● GIVEN INFORMATION
PR #32, opened 2022-01-01
Introduce `pcard`

giladt:
# `pcard` is a reusable component for card styling.

## Demo Page:
https://prime-deals-dapp-git-design-system-pcard-curvelabs.vercel.app/storybook/pcard

Simple:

● EXERCISE AIM
Report the lines above that contain "pcard".

● SOLVED PROBLEM
Introduce `pcard`
# `pcard` is a reusable component for card styling.
https://prime-deals-dapp-git-design-system-pcard-curvelabs.vercel.app/storybook/pcard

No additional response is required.